Zappos founder Tony Hsieh, who sold his fast-growing shoe and apparel company to Amazon for $1.2 billion, recently revealed that he would have preferred to take the company public instead. But board members had other ideas and thought selling the company was a better way to “harvest” their investments.
A Brigham Young University study published in the new issue of the Journal of Business Venturing shows that Hsieh – and any entrepreneur looking for the best return on investment – might be better served by a combination of the two strategies.
It’s well accepted that the fastest way to get the equity from your company is to get another firm to acquire it – a “sell out.” But because you are avoiding the risks that would accompany selling shares directly to the public, you generally accept a discounted return.
Lead author Jim Brau, associate professor of finance in BYU’s Marriott School of Management, and his co-authors wanted to identify strategies to minimize that discount.
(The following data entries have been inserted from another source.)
PR #2815, opened 2026-07-20
Skip unexpected output before protocol greeting.

nateships:
A login shell that prints output for non-interactive SSH sessions (an unguarded banner such as neofetch or motd in a shell rc) corrupts the protocol stream, and every remote operation fails with an opaque error deep in the first command, e.g.:

```
ERROR: [099]: invalid type at: [?25l[?7l    /#####   #####.
```

Since the greeting is always a JSON object on a single line, `protocolClientNew()` now searches for the greeting by skipping leading lines that do not begin as a JSON object, bounded at 64KiB so a stream that never produces a greeting still errors cleanly. Per review discussion, unexpected output is treated as a hard error rather than a warning: output that precedes the greeting is likely to continue during the protocol session, where it cannot be detected and will cause remote operations to fail unpredictably. The greeting is still searched for first so the error can confirm that the correct remote was reached, and the error includes the number of bytes skipped, a sample of the output to help identify the source, and hints:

They examined 679 takeovers during a 10-year period, combing regulatory filings and press accounts to categorize the various approaches used.
The researchers thought the best results would come from a combination of two general strategies, known as a “dual-track sell-out.” One “track” is courting interest in the mergers and acquisitions market, at the same time you’re pursuing the other “track” by filing for an IPO. This increases the number of potential buyers and gives the entrepreneurs more options, driving up the sale price.
For example, the private equity firm that owned Bird’s Eye Foods filed for an IPO in October of 2009, then announced in November it was instead selling the company to Pinnacle Foods for $1.3 billion.
And sure enough, the study showed that dual-track sell-outs earned a 22-26 percent higher premium than those companies that were sold without also filing for a public offering. But the surprise, Brau says, was yet to come.
Conventional wisdom and business theory would predict that the best results would come from taking a company all the way through an IPO and then selling out shortly thereafter. This means that owners take all the risk of taking a company public and proving its value under intense scrutiny. They generally expect to receive a premium for their troubles. But the analysis of what happens in the real world found that these types of sell-outs – when a company is sold within 12 months of going public – earned only an 18-21 percent premium over single-track sell-outs.
“Entrepreneurs need not go through the hassle to take their company public,” Brau said. “They can employ this strategy of increasing potential buyers and options and then earn just as much, if not more, than if they sold after going public.”
Intrigued, the researchers looked at the types of companies most likely to use this dual-track approach. They were more likely to be larger, venture-backed and working with prestigious investment banks.
“The smart money already knows to do this,” Brau explained. “We’ve now been able to provide evidence with the numbers.”
Brau says he enjoys studying entrepreneurial finance because “it has very direct implications on practice. The coolest thing is when entrepreneurs and practitioners see my articles and call me to ask questions about putting it into practice.”
In that spirit, Brau boiled down the new study to this recommendation:
“If I were an entrepreneur looking to maximize the sell-out harvest of my company, I would try to engage an investment bank to become a target in both the mergers and acquisitions market AND the IPO market, which would hopefully earn a higher premium. And, if I got a competitive bid prior to the IPO, I would take it – that’s the surprise in our findings.”
The study was co-authored by Ninon K. Sutton of the University of South Florida and Nile Hatch, also at BYU.